Day's grass mouse
- Conservation status: Least Concern (IUCN 3.1)

Scientific classification
- Kingdom: Animalia
- Phylum: Chordata
- Class: Mammalia
- Order: Rodentia
- Family: Cricetidae
- Subfamily: Sigmodontinae
- Genus: Akodon
- Species: A. dayi
- Binomial name: Akodon dayi Osgood, 1916

= Day's grass mouse =

- Genus: Akodon
- Species: dayi
- Authority: Osgood, 1916
- Conservation status: LC

Species of rodent

Day's grass mouse (Akodon dayi), also known as the dusky akodont, is a species of rodent in the family Cricetidae.
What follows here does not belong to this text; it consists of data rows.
PR #4950, opened 2020-02-17
Fix description of --no-private-ipv4

### LINKED ISSUE #4919: Flag --no-private-ipv4 contains wrong description
When looking at the documentation produced by `--help`, the flag `--no-private-ipv4` reads

> Allow connecting to private IPv4 addresses (as specified in [RFC1918(https://tools.ietf.org/html/rfc1918)),unless the address was passed with `--reserved-nodes` or `--bootnodes`

This is wrong. As the name of the flag indicates, if set, it is **NOT** allowing to connect to private IPv4 addresses, unless they were passed with `--reserved-nodes` or `--bootnodes`.

That means, it does the exact opposite of what the current description says.

tomaka:
Fix #4919


gnunicorn:
please merge master to fix the failing test.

It is endemic to Bolivia.

==Taxonomy and history==
A. dayi was described by Wilfred Hudson Osgood in 1916. The specific epithet dayi was given in honour of Lee Garnett Day, an American businessman and army officer who partially financed the 1915 expedition during which the holotype was collected.

==Distribution and habitat==
A. dayi is known to occur from southern Pando Department to west-central Santa Cruz Department at altitudes of 0-2450 m above sea level. It typically inhabits grassy areas, gardens, and clearings, but is also found in montane habitats and the evergreen forests of the Yungas bioregion.